Please see the section below regarding reporter type annotations, as you may want to add them to the GAL file.


Reporter type annotation

The downstream analysis tools and ArrayExpress submission protocol require that the experimental roles of the features on your array are described. That is to say: which spots are experimental, which are controls, and what type of controls they are.

Please classify the reporters on your array using the four headings in bold below (see [2] for more information). Provide this information in a tab-delimited file or preferably as extra columns in the .gal file you submit.
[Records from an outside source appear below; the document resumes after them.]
Issue #204, opened 2022-11-23
Reimplement safe_url_string based on the URL living standard


Gallaecio:
https://github.com/scrapy/w3lib/pull/201 implemented an alternative to `safe_url_string` based on the URL living standard, while maintaining support for older standards still used in the wild, for maximum safety of the resulting URL.

However, when we compared the performance of the new implementation with the old one, the new implementation was up to 200 times slower, and after some effort I only managed to reduce the gap to 40. 40 times slower is still unacceptable.

This task is about resuming the work started on #201, closing the performance gap by achieving a performance very similar or better than that of the current `safe_url_string` implementation.

How to do that? At the moment we believe [Cython](https://cython.readthedocs.io/en/latest/) is the way to go, i.e. rework the new implementation as Cython code, which hopefully will solve the performance issues.

wRAR:
Two points about Cython: first, I wonder if it's guaranteed to give comparable performance or is just an idea to try? Second, this will make w3lib a binary module, though both parsel and Scrapy already require lxml which is even more complicated.

kmike:
I think it might be reasonable to move the URL-related implementation to a separate package, to simplify contribution to the rest of w3lib - to work on w3lib itself it won't be required to have Cython installed. URL parsing according to Live Standard is a very well-defined scope, I think it could makes sense to have it separate even if it's pure Python.

It'd still be a binary dependency, but wheels work well these days, and unlike lxml there are no complications like the libxml dependency (though we might think about wrapping some external library, I haven't looked into it).

lopuhin:
https://github.com/mypyc/mypyc could be another option besides Cython, it may allow to keep the code python-compatible (but a separate package and a binary wheel would still be worthwhile).

PR #207, opened 2022-11-28
safe_url_string, canonicalize_url: apply stripping from the URL living standard

Gallaecio:


kmike (approved):
Looks good, thanks @Gallaecio!

Would it make sense to update safe_url_string docstring? It's no longer only tabs and newlines which are removed.

w3lib/url.py
```diff
@@ -77,9 +77,18 @@ def _quote_byte(error: UnicodeError) -> Tuple[str, int]:
 _FRAGMENT_SAFEST_CHARS = _PATH_SAFEST_CHARS
 
 
-_ascii_tab_newline_re = re.compile(
-    r"[\t\n\r]"
-)  # see https://infra.spec.whatwg.org/#ascii-tab-or-newline
+_ASCII_TAB_OR_NEWLINE = "\t\n\r"
```
wRAR, line 80: Doesn't this duplicate w3lib._infra?

Gallaecio:
Is https://github.com/scrapy/w3lib/pull/207/commits/288caae88640e0243aed1a7f8e73047c639e324a OK? It describes more what the functions should do than what they actually do.

wRAR (approved):

w3lib/url.py
```diff
@@ -531,11 +556,8 @@ def canonicalize_url(
 ) -> str:
     r"""Canonicalize the given url by applying the following procedures:
 
+    - make the URL safe (see :func:`safe_url_string`)
```
kmike, line 559: That's actually a question I had :) It seems canonicalize_url doesn't call safe_url_string. How do we ensure it makes the URl safe in the same way? Or is it not a requirement? From the docstring I'd infer that canonicalize_url calls safe_url_string, and then does something on top of it.

w3lib/url.py
```diff
@@ -88,9 +95,29 @@ def safe_url_string(  # pylint: disable=too-many-locals
...
+    """Return a URL equivalent to *url* that a wide range of web browsers and
+    web servers consider valid.
+
+    *url* is parsed according to the rules of the `URL living standard`_,
+    and during serialization additional characters are percent-encoded to make
+    the URL valid by additional URL standards.
+
+    .. _URL living standard: https://url.spec.whatwg.org/
+
+    The returned URL is valid by *all* of the following URL standards known to
```
kmike, line 107: @Gallaecio I think you mentioned that the implementation is not 100% compatible, until we solve https://github.com/scrapy/w3lib/issues/204. Is there some detail to it?

Gallaecio: No, there is not. This is why I said:

> It describes more what the functions should (in my opinion) do than what they actually do.

Any suggestion on how to handle this? Should we say that the function *aims* to do this, but there are know issues or divergences at the moment?

kmike: A small language tweak ("should be valid" instead of "is valid") might be enough.

w3lib/url.py
kmike: If we revert, it won't be worse than before, but the docstring will not be correct - it mentions many things, but not the whitespace handlng. So, some options:

1. Revert the docstring change
2. Write "make the URL safe" without referring to safe_url_string
3. Document that whitespace and control characters are stripped

I'm fine with all 3 :)

kmike:
Thanks @Gallaecio!

PR #233, opened 2025-01-21
test_url.py: handle 3.9 and 3.10 for http://[2a01:5cc0:1:2:3:4] testcase

flokli:
The fix for https://github.com/python/cpython/issues/103848 / CVE-2024-11168 also got backported to 3.9.21 and 3.10.16, so we cannot add that testcase for these versions either.

### DIFF
--- a/tests/test_url.py
+++ b/tests/test_url.py
@@ -420,7 +420,11 @@ KNOWN_SAFE_URL_STRING_URL_ISSUES = {
     # (%) are not escaped.
     f"a://example.com#{FRAGMENT_TO_ENCODE}",
 }
-if sys.version_info < (3, 11, 4):
+if (
+    sys.version_info < (3, 9, 21)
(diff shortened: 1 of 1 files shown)


tests/test_url.py
```diff
@@ -420,7 +420,7 @@ def test_safe_url_string_encoding(
     # (%) are not escaped.
     f"a://example.com#{FRAGMENT_TO_ENCODE}",
 }
-if sys.version_info < (3, 11, 4):
+if not(sys.version_info >= (3, 9, 21) or sys.version_info >= (3, 10, 16) or sys.version_info >= (3, 11, 4)):
```
wRAR, line 423: I don't think it works this way? 3.10.16 is already >= 3.9.21 (as is 3.10.0).

flokli: ah right, we need to conditionalize on 3.9/3.10 too. Will update.

Gallaecio (approved):

wRAR (approved):
Thanks!

PR #237, opened 2025-01-30
Migrate to ruff.

wRAR:
This also kills the trivial `w3lib._types.StrOrBytes` alias.


.coveragerc
```diff
@@ -1,3 +1,7 @@
 [run]
 branch = true
 include = w3lib/*
+
+[report]
+exclude_lines =
+    if TYPE_CHECKING:
```
Gallaecio, line 7: This may be a good chance to move this config to `pyproject.toml`, [it seems to be supported](https://coverage.readthedocs.io/en/latest/config.html).

Gallaecio (approved):

PR #248, opened 2025-07-27
fix wrongly running macos workflow on ubuntu-latest + formatting

abebus:


.github/workflows/tests-macos.yml
```diff
@@ -10,26 +10,37 @@ on:
 
 jobs:
   tests:
+    runs-on: ${{ matrix.os }}
 
-    runs-on: ubuntu-latest
```
wRAR, line 14: :facepalm:

.github/workflows/tests-macos.yml
```diff
@@ -10,26 +10,37 @@ on:
...
     strategy:
       fail-fast: false
       matrix:
-        python-version: ["3.9", "3.10", "3.11", "3.12", "3.13", "3.14.0-rc.1"]
+        os:
+          - macos-latest
+          - macos-13
```
wRAR, line 20: No, it isn't needed, we only use `macos-latest` everywhere.

wRAR (approved):

Gallaecio (approved):
I don’t love the formatting, but I am OK with it as long as we extend the pre-commit config to apply it automatically to every YAML file in the repo, e.g. with https://github.com/google/yamlfmt.

abebus:
@wRAR @Gallaecio should I set space offset to 2 instead of the defaults 4?

wRAR:
I don't have preferences for a yaml formatting style so anything works for me :)

PR #256, opened 2026-04-27
Improve performance and readability of some `w3lib.html` functions

albertedwardson:


AdrianAtZyte:
The coverage data shows that `if offset < start:` and `if offset < len(utext):` are always true with the current tests. Is that because they cannot be false (and hence the ifs are not needed), or can we add one or two tests to cover the scenarios where they evaluate to false?

AdrianAtZyte (approved):

wRAR (approved):

wRAR:
Thanks!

  • Reporter BioSequence Type as one of
    • cDNA_clone
    • ds_oligo
    • genomic_DNA
    • PCR_amplicon
    • ss_oligo
  • Reporter BioSequence Polymer Type as one of
    • DNA
    • RNA
    • Protein
  • Reporter Group [role] as one of
    • Experimental
    • Control
  • Reporter Control Type as one of
    • control_biosequence
    • control_buffer
    • control_empty
    • control_genomic_DNA
    • control_label
    • control_reporter_size
    • control_spike_calibration
    • control_unknown_type


Array name

Please let us know the official name of your array (following the ArrayExpress format if possible: Lab_Species_ArrayName_Size_Version).


Array versions

In some circumstances we will assign/increment version numbers on the basis of submission date (rather than the true age/version of the array design). Therefore please only assign "version 1" if you are sure no older designs exist.